Records supplied START

Issue #2101, opened 2022-07-21
drop FunctionalChaosSobolIndices::summary


jschueller:
FunctionalChaosSobolIndices::summary method can be moved to the `__str__` method, like LinearModelAnalysis does

Issue #2098, opened 2022-07-21
LinearModelStepwiseAlgorithm null basis


jschueller:
if a null basis term is passed to LMSA then the maxX_ matrix has a column of zeros
then in buildCurrentMatrixFromIndices it may be copied to currentX_ depending on the indices chosen
finallly computeQR yields nan from currentX_ in computeLogLikelihood that propagate until the end
or, it can also crash if DBG logs are enabled because the algo tries to go forward when there is no longer indices to add

```
import openturns as ot
#ot.Log.Show(ot.Log.DBG) # glibcxx assertion
dist = ot.ComposedDistribution([ot.Uniform(0., 10.)]*2)
f = ot.SymbolicFunction(['x1', 'x2'], ["0.5*x1 + x2+ 7"])
X = ot.LHSExperiment(dist, 10).generate()
X = ot.MonteCarloExperiment(dist, 10).generate()
Y = f(X)
i_min = [0]
coll = []
coll.append(ot.SymbolicFunction(['x1', 'x2'], ["0"]))
coll.append(ot.SymbolicFunction(['x1', 'x2'], ["x1"]))
coll.append(ot.SymbolicFunction(['x1', 'x2'], ["x2"]))
basis = ot.Basis(coll)
algo = ot.LinearModelStepwiseAlgorithm(X, basis, Y, i_min)
algo.run()
result = algo.getResult()
print(result)

> class=LinearModelResult beta=class=Point name=Unnamed dimension=3 values=[-nan,-nan,-nan] formula=[[x1,x2]->[0],[x1,x2]->[x2],[x1,x2]->[x1]]
```

Issue #2094, opened 2022-07-13
getSampleAtVertex() is not robust


mbaudin47:
It seems to me that the method `getSampleAtVertex(nodeIndex)` does not check its input. Hence, any integer `nodeIndex` can be used, which may produce memory errors.
With OT1.19, the following script:
```python
import openturns as ot
scale = [1.0]
amplitude = [1.0]
covarianceModel = ot.SquaredExponential(scale, amplitude)
grid_min = 0.0
grid_max = 2.0
grid_size = 2
grid_step = (grid_max - grid_min) / (grid_size - 1)
mesh = ot.RegularGrid(0.0, grid_step, grid_size)
gaussianProcess = ot.GaussianProcess(covarianceModel, mesh)
sample_size = 10
sample = gaussianProcess.getSample(sample_size)
print("getSampleAtVertex(2) = ")
print(sample.getSampleAtVertex(2))
```
produce:
```
getSampleAtVertex(2) = 
0 : [ 4.65653e-310 ]
1 : [ 1.03978e-312 ]
2 : [ 1.58101e-322 ]
3 : [ 4.65653e-310 ]
4 : [ 8.37404e+242 ]
5 : [ 4.65653e-310 ]
6 : [ 1.58101e-322 ]
7 : [ 6.93594e-310 ]
8 : [ 1.58101e-322 ]
9 : [ 1.58101e-322 ]
```
But this cannot be correct, since there are only two nodes, with indices 0 and 1. Hence, there is no node with index equal to 2. According to the code:

https://github.com/openturns/openturns/blob/8584beb36c7f3282147b10e83acb327da234c3e5/lib/src/Base/Stat/ProcessSampleImplementation.cxx#L518

there does not seem to be a check that the node index is valid, i.e. between 0 and `verticesNumber - 1` where:
```
const UnsignedInteger verticesNumber = mesh_.getVerticesNumber();
```

regislebrun:
This method was primarily developed as a private method, used in a controlled context by other methods. We forgot to add the argument check when its status changed...

PR #2112, opened 2022-07-28
misc

jschueller:
- #2094
- #2098
- #2101
- #2129 
- Add help doc to write gallery examples
- support for discrete scipy distributions


lib/src/Base/Graph/Pie.cxx
```diff
@@ -232,6 +236,29 @@ void Pie::checkData(const Point & data) const
...
+  const Scalar epsilon = ResourceMap::GetAsScalar("Pie-SmallValue");
+  for (UnsignedInteger i = 0; i < size; ++ i)
+    if (data[i] > epsilon)
+    {
+      filteredData.add(data[i]);
+      if (labels_.getSize())
+        filteredLabels.add(labels_[i]);
+    }
+    else
+      LOGWARN(OSS() << "removed the value " << data[i] << " from pie chart as it is too small");
```
regislebrun, line 256:
```
"... with label " << labels_[i]
```
We could also aggregate all the labels associated to a total value less than epsilon and put a unique label made of all these labels, in order to show on the piechart that they contribute to nothing. Otherwise, the message will be silently ignored in a notebook session...

regislebrun (commented):
Removing the small contributors from the piechart looks too radical to me, see my comment

lib/src/Base/Graph/Pie.cxx
jschueller: ok, dropped that commit, I'll open an issue instead

regislebrun (approved):

python/src/Distribution.i
```diff
@@ -171,9 +179,15 @@ class SciPyDistribution(PythonDistribution):
...
-        # since 1.9, pdf for continuous, pmf for discrete
-        pdf = self._dist.pdf(X[0])
+        x0 = float(X[0])
+        if self.isContinuous():
+            pdf = self._dist.pdf(x0)
+        else:
+            if x0.is_integer():
+                pdf = self._dist.pmf(x0)
+            else:
+                # newer scipy pmf is a continuous function
```
sofianehaddad, line 189: hmm suppose you have an equivalent of `UserDefined` with support points of type `(n+1)/2`, `n integer` (you are supposing discrete distribution + support is some `integer`...) 

Why don't we use `ppf` to get the support ? Seems that it is more robust than `pmf`

jschueller: I am usin ppf to get the support, see code above:
lb = dist.ppf(cdf_epsilon)
I also just saw that there's a "support" method that can be called instead of ppf, using that for the first call

For discrete but non-integral concern there is no api other than that, so currently I assume discrete means integral for now.
Browsing into scipy distributions I did not see any non-integral, but I may be wrong.

Anyway I added some comments for these aspects

jschueller:
update: added fix for #2152

PR #2133, opened 2022-09-14
Fixed ConditionedGaussianProcess

regislebrun:
The management of vertices included into the conditioning set was partly wrong.


jschueller (approved):
now it matches the comment :)

sofianehaddad (approved):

Records supplied END

Determine how many lines of the material include the string "than". Output only that count.

Exercise result:
3